PR #2417, opened 2026-08-06
[IMP] partner_store: Move "opening_hours" from geospatial/website_geo…

LINTOANTONY007:
Upon Merging this PR,

1) Field `opening_hours` in `res.partner` model is moved from  `geospatial/website_geoengine` module to this module,  as `opening_hours` is a store related property field. So I think it must be in this module.

Please Refer https://github.com/OCA/geospatial/pull/474


LINTOANTONY007:
@pedrobaeza , Can you review this PR?

pedrobaeza:
I think that field is also unrelated to `partner_store`. You may have opening hours without stores. You may use https://github.com/OCA/delivery-carrier/tree/18.0/partner_delivery_schedule

LINTOANTONY007:
@tarteo , Can you review this PR?

tarteo (changes requested):
Makes sense to me, currently this field is only used by the geolocation store locator. It certainly makes more sense to have this field here. 

I noticed this field was never included in the `res.partner` view anyways, it was probably never used 😅.  IMO we could just remove this field, or otherwise add it to the store (`res.partner`) view

LINTOANTONY007:
IMO if `opening_hours` is removed ,  it will make a negative impact on users who are using (if any ) this feature.  So I suggest to keep the field in this module.

@tarteo WDYT ?

tarteo:
@LINTOANTONY007 Yes, we can keep it, but we need a view  for it as there is none atm, otherwise the user can't use it.

LINTOANTONY007:
> @LINTOANTONY007 Yes, we can keep it, but we need a view for it as there is none atm, otherwise the user can't use it.

Got it.

LINTOANTONY007:
@tarteo , Added view for the field,  `opening_hours`.

image

image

**To do**
Select every line in the records above that contains the word "keep".

**Solution**
IMO if `opening_hours` is removed ,  it will make a negative impact on users who are using (if any ) this feature.  So I suggest to keep the field in this module.
@LINTOANTONY007 Yes, we can keep it, but we need a view  for it as there is none atm, otherwise the user can't use it.
> @LINTOANTONY007 Yes, we can keep it, but we need a view for it as there is none atm, otherwise the user can't use it.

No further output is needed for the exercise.